In fact, American support for Zionism predates not only the current-day state of Israel, but also the founding of the United States. The early settlers of this country gave their children Hebrew names and imagined they were founding a city on a hill, the New Jerusalem. Still, as Peter Grose explained in his 1984 book Israel in the Mind of America, “It was the idealized Jew of scripture, rather than contemporary reality, that inspired early America.” England was the actual engine of Christian Zionism where, as Barbara Tuchman documents in her Bible and Sword, major figures across the centuries including David Lloyd George and Winston Churchill argued for a restoration of the Jews to their biblical homeland. It wasn’t until after World War II that Americans took over the leadership of the Christian Zionist movement.

MORE:
Obama has crossed the line (ISI LEIBLER, 16/03/2010, Jerusalem Post)

These hostile outbursts must be viewed in the context of the fact that despite strong ongoing support for Israel by the American people, the US-Israel relationship has been on a downward spiral since the election of the new administration. Former Mossad head Ephraim Halevy attributes this to Obama’s determination to rehabilitate Islam’s global tarnished image.

Yet his strategy of “engaging” Islamic rogue states has been disastrous. The effort to prevent the nuclearization of Iran by appeasing the Iranian tyrants backfired with the ayatollahs literally mocking the US. The response of Syrian President Bashar Assad to US groveling and the appointment of an ambassador to Damascus, was to host a summit with Iranian President Mahmoud Ahmadinejad and Hizbullah terrorist leader Hassan Nasrallah and ridicule the US demand that he curtail his relationship with Iran. President Obama did not consider this “insulting,” prompting the editor of the Lebanese The Daily Star to say that “the Obama administration these days provokes little confidence in its allies and even less fear in its adversaries.”

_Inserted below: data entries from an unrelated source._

Issue #21221, opened 2023-09-25
`prisma_pool_connections_idle` reports misleading number


janpio:
https://github.com/importcjj/mobc/issues/82

janpio:
https://github.com/importcjj/mobc/pull/86 happened 👀

silentroach:
after upgrade to 5.6.0 our idle counter looks like this (with connection_limit = 10):

```
prisma_pool_connections_busy{app="xxx"} 0
prisma_pool_connections_idle{app="xxx"} 201
prisma_pool_connections_open{app="xxx"} 10
```

janpio:
Hmm, are you seeing a regression or continued bug here @silentroach? If so, could you open a _new_ issue so we can potentially reproduce this and figure out what is going on? (WIth a new issue, others are also more probably to chime in.) Thanks!

PR #21937, opened 2023-11-14
test(metrics): expect 0 or 1 for `prisma_pool_connections_idle`

Jolg42:
Related
https://github.com/prisma/prisma-engines/pull/4379 https://github.com/prisma/prisma/issues/21221

### DIFF
--- a/packages/client/tests/functional/metrics/enabled/tests.ts
+++ b/packages/client/tests/functional/metrics/enabled/tests.ts
@@ -271,7 +271,7 @@ testMatrix.setupTestSuite(
               labels: {},
               // This can sometimes be reported as 1 or 0,
               // as metrics are reported asynchronously.
-              value: 0 || 1,
+              value: expect.toBeOneOf([0, 1]),
               description: 'The number of pool connections that are not busy running a query',
             },
             {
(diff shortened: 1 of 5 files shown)


miguelff (approved):

janpio (approved):

packages/client/tests/functional/metrics/enabled/tests.ts
```diff
@@ -269,7 +269,9 @@ testMatrix.setupTestSuite(
             {
               key: 'prisma_pool_connections_idle',
               labels: {},
-              value: expect.any(Number),
+              // This can sometimes be reported as 1 or 0,
+              // as metrics are reported asynchronously.
+              value: 0 || 1,
```
SevInf, line 274: That will always evaluate to 1, so if the actual value would be 0 test won't pass.
It does not seem like there is built-in asymetric matcher for `either`, so it looks like we need to write our own, unfortunately.

SevInf (changes requested):
I think there is a bug in the code, it will need fixing before merging.

packages/client/tests/functional/metrics/enabled/tests.ts
Jolg42: True 😅 I also didn't see a built in but I'm also not sure is it will actually be flaky, it was reliably `1` when running locally

Jolg42: I pushed a fix

SevInf (approved):

PR #21939, opened 2023-11-14
fix(adapter-planetscale): Use instanceof for checking for `Client` instance

SevInf:
Prevoulsly, we tried to check for constructor name, which theoretically
should've been more reliable and work with several copies of
`@planetscale/database`. However, name gets mangled during minification
and check fails. Since minification is pretty common usecase (unlike
having multiple copies of the `@planetscale/database`), reverting back
to `instanceof` check.

### DIFF
--- a/packages/adapter-planetscale/src/planetscale.ts
+++ b/packages/adapter-planetscale/src/planetscale.ts
@@ -1,5 +1,5 @@
 /* eslint-disable @typescript-eslint/require-await */
-import planetScale from '@planetscale/database'
+import * as planetScale from '@planetscale/database'
 import type {
   DriverAdapter,
   Query,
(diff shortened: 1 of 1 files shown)


Jolg42:
Note: found via https://github.com/prisma/ecosystem-tests/pull/4226

packages/adapter-planetscale/src/planetscale.ts
```diff
@@ -1,5 +1,5 @@
 /* eslint-disable @typescript-eslint/require-await */
-import planetScale from '@planetscale/database'
+import * as planetScale from '@planetscale/database'
```
Jolg42, line 2: add a comment?

packages/adapter-planetscale/src/planetscale.ts
```diff
@@ -146,7 +146,7 @@ class PlanetScaleTransaction extends PlanetScaleQueryable<planetScale.Transactio
 
 export class PrismaPlanetScale extends PlanetScaleQueryable<planetScale.Client> implements DriverAdapter {
   constructor(client: planetScale.Client) {
-    if (client['constructor']?.['name'] !== 'Client') {
+    if (!(client instanceof planetScale.Client)) {
```
Jolg42, line 149: add a comment?

Since we don't have a test for the minification in this repo, it would help I think

Jolg42 (approved):

cstrnt:
Heya, this has caused some issues (#21956) for me :/

Jolg42:
Thanks! Let's continue the discussion in https://github.com/prisma/prisma/issues/21956
We definitely want to fix this.

PR #22191, opened 2023-12-01
chore(CLI): shorten early access flag

sampolahtinen:
This PR renames the `--early-access-feature` to `--early-access`


packages/migrate/src/utils/flagErrors.ts
```diff
@@ -23,7 +23,7 @@ export class EarlyAccessFlagError extends Error {
   constructor() {
```
sampolahtinen, line 23: Let's just keep this error here for the simplicity.

Jolg42 (approved):

PR #22192, opened 2023-12-01
feat(prisma): platform signup attribution

sampolahtinen:
This PR introduces  reading the signature and passing it to the console.


packages/cli/src/platform/login.ts
```diff
@@ -85,10 +92,15 @@ export class Login implements Command {
 
 const generateAuthSigninUrl = async (params: { connection: string; redirectTo: string }) => {
   const prismaClientVersion = await getInstalledPrismaClientVersion().catch(() => null)
-  const state = { client: `prisma@${prismaClientVersion}`, ...params }
+  const state = {
+    client: `prisma@${prismaClientVersion}`,
+    signature: await checkpoint.getSignature(),
```
sampolahtinen, line 97: @Jolg42  what happens if this fails?

Jolg42: I added a catch because in theory it can fail, it will be rare

Jolg42 (approved):

PR #22193, opened 2023-12-01
fix(CLI): platform --early-access should work in any position

Jolg42:
Before this change, the flag needed to be provided at the end.

`prisma platform --early-access login` was not working as expected before this change

Also instead of help output, the output was just `""`, this adds a placeholder.


packages/cli/src/platform/$.ts
```diff
@@ -13,7 +13,19 @@ export class $ implements Command {
...
+    // Since `dispatchToSubCommand`
+    // assumes that the first element of the array to be the command
+    // we must remove the flag before
+    //
+    // It makes it possible to run, for example:
+    // prisma platform --early-access login
+    // prisma platform login --early-access
+    const argvWithoutEarlyAccess = (argv = argv.filter(function (it) {
+      return it !== '--early-access'
+    }))
```
sampolahtinen, line 26: Nit: could we use arrow function here?

sampolahtinen (approved):

PR #22194, opened 2023-12-01
fix(cli:debug): load .env file if it exists

### LINKED ISSUE #21968: prisma debug command does not show env variables declared in `.env` file
### Bug description

I added a `DEBUG="*"` env variable defined in my `.env` - when I invoke the `npx prisma debug` command, the output doesn't show me that I have DEBUG env variable set (Attached Screenshot)
But, if I explicitly set `export DEBUG=*` in my command line, the command correctly shows that I have DEBUG env variable set.

Screenshot 2023-11-15 at 4 48 05 PM
Screenshot 2023-11-15 at 4 44 48 PM

### How to reproduce

1. Have an env variable called `DEBUG="*"` in the `.env` file.
2. Execute `npx prisma debug` command.

### Expected behavior

The value of `DEBUG` variable is correctly shown in output.

### Prisma information

N/A

### Environment & setup

In every environment.

### Prisma Version

```
prisma                  : 5.6.0
@prisma/client          : 5.6.0
Node.js                 : v18.17.1
Query Engine (Node-API) : libquery-engine e95e739751f42d8ca026f6b910f5a2dc5adeaeee (at node_modules/@prisma/engines/libquery_engine-darwin-arm64.dylib.node)
Schema Engine           : schema-engine-cli e95e739751f42d8ca026f6b910f5a2dc5adeaeee (at node_modules/@prisma/engines/schema-engine-darwin-arm64)
Schema Wasm             : @prisma/prisma-schema-wasm 5.6.0-32.e95e739751f42d8ca026f6b910f5a2dc5adeaeee
Default Engines Hash    : e95e739751f42d8ca026f6b910f5a2dc5adeaeee
Studio                  : 0.495.0
```

Jolg42:
It was not as easy as it looks, there were some rabbit holes on the way :smile:

Closes https://github.com/prisma/prisma/issues/21968


packages/cli/src/DebugInfo.ts
```diff
@@ -1,5 +1,15 @@
...
-import { arg, format, getSchemaPath, HelpError, isCi, isError, isInteractive, link } from '@prisma/internals'
+import {
+  arg,
+  format,
+  getSchemaPath,
+  HelpError,
+  isCi,
+  isError,
+  isInteractive,
+  link,
```
janpio, line 10: Are these necessary?

packages/cli/src/DebugInfo.ts
```diff
@@ -41,6 +51,10 @@ export class DebugInfo implements Command {
       return this.help()
     }
 
+    // Loads the `.env` file if it exists
+    // and prints a line to stdout to inform the users
+    loadEnvFile(undefined, true)
```
janpio, line 56: I see `undefined` seems to be normal here and taken from `packages/cli/src/Version.ts`.

packages/cli/src/DebugInfo.ts
Jolg42: What do you mean?

Jolg42: Yes, all of them are used here

packages/cli/src/DebugInfo.ts
Jolg42: Switching to `loadEnvFile(args['--schema'], true)`

janpio: Should we rename that function maybe to transport all that is in that comment?
`loadEnvFileIfExistsAndPrintToStdOut()`

janpio (commented):
👍

packages/cli/src/__tests__/commands/DebugInfo.test.ts
```diff
@@ -330,6 +330,98 @@ describe('debug', () => {
...
+  it('should read the .env file if it exists', async () => {
+    ctx.fixture('dotenv-debug-cmd')
+
+    // To make sure the terminal is always detected
+    // as non interactive, locally and in CI
+    process.env.TERM = 'dumb'
+
+    const result = await DebugInfo.new().parse([])
+
+    expect(result).not.toContain('this_is_private')
```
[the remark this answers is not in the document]
Jolg42: Because "why not". It's a safety check, there is no reason for it based on the implementation.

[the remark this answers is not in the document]
janpio: But why _could_ there be `this_is_private` in the result? Why not `foo`?

packages/cli/src/DebugInfo.ts
Jolg42: I destructured the params instead

packages/cli/src/__tests__/commands/DebugInfo.test.ts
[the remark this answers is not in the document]
Jolg42: Because I set `this_is_private` in the `.env` file as value.

packages/internals/src/utils/tryLoadEnvs.ts
```diff
@@ -120,20 +120,22 @@ export function loadEnv(envPath: string | null | undefined): DotenvLoadEnvResult
...
+      // Set to any value to enable
+      // Example for empty .env file
+      // [dotenv][DEBUG] did not match key and value when parsing line 1:
+      //
+      // Value needs to be null or undefined, false is truthy
+      // https://github.com/motdotla/dotenv/blob/7301ac9be0b2c766f865bbe24280bf82586d25aa/lib/main.js#L89-L91
+      debug: process.env.DOTENV_CONFIG_DEBUG ? true : undefined,
+    })
+
+    const dotenvExpandOutput = dotenvExpand(dotenvOutput)
```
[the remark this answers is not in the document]
Jolg42: Totally

packages/cli/src/__tests__/commands/DebugInfo.test.ts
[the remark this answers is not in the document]
janpio: Ah, so checking if it loads unrelated env vars 👍

packages/internals/src/utils/loadEnvFile.ts
```diff
@@ -5,11 +5,14 @@ import { tryLoadEnvs } from './tryLoadEnvs'
  * Read .env file only if next to schema.prisma
  * .env found: print to console it's relative path
  */
-export function loadEnvFile(schemaPath?: string, print = false) {
+export function loadEnvFile({
+  schemaPath,
+  printMessage = false,
+}: { schemaPath?: string; printMessage?: boolean } = {}) {
```
janpio, line 11: So much nicer and clearer now when looking at usage!

packages/cli/src/__tests__/commands/DebugInfo.test.ts
```diff
@@ -330,6 +331,98 @@ describe('debug', () => {
...
+
+      For downloading engines
+      - PRISMA_ENGINES_MIRROR: \`from_env_file\`
+      - PRISMA_BINARIES_MIRROR (deprecated): \`from_env_file\`
+      - PRISMA_ENGINES_CHECKSUM_IGNORE_MISSING: \`from_env_file\`
+      - BINARY_DOWNLOAD_VERSION: \`from_env_file\`
+
+      For configuring the Query Engine Type
+      - PRISMA_CLI_QUERY_ENGINE_TYPE:
+      - PRISMA_CLIENT_ENGINE_TYPE:
```
janpio, line 388: Seems this is overwritten by the test setup, so can have different values.

packages/cli/src/__tests__/commands/DebugInfo.test.ts
```diff
@@ -330,6 +331,98 @@ describe('debug', () => {
...
+      -- Local cache directory for engines files --
+      Path: REDACTED_PATH
+
+      -- Environment variables --
+      When not set, the line is dimmed and no value is displayed.
+      When set, the line is bold and the value is inside the \`\` backticks.
+
+      For general debugging
+      - CI: \`true\`
+      - DEBUG: \`prisma*\`
```
janpio, line 359: Seems this is already set when the .env file is loaded, hence has a different value than set in there.

packages/cli/src/__tests__/commands/DebugInfo.test.ts
```diff
@@ -55,19 +55,17 @@ const envVars = {
 }
 
 describe('debug', () => {
-  beforeEach(() => {
-    process.env = { ...originalEnv, ...envVars }
-  })
-  afterAll(() => {
+  // clean up env vars after each individual test
```
millsp, line 58: This may be useful to ensure no other env vars leak
```suggestion
  // make sure the env is empty before each test
  beforeEach(() => {
    process.env = {}
  })
  // clean up env vars after each individual test
```

millsp (approved):
Looks good! (See suggestion to clear the issues about env pollution within tests)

The Arab League refuses to modify its hard-line against Israel. It insists that Israel unconditionally accept the Saudi peace plan, a full retreat to the ‘67 borders and the implementation of the Arab right of return which would signal an end to Jewish sovereignty in the region.

THERE ARE now ominous signals that to obviate their failures, White House strategists are cynically distancing themselves from us in order to curry popularity by capitalizing on the anti-Israeli hatred which has engulfed the world.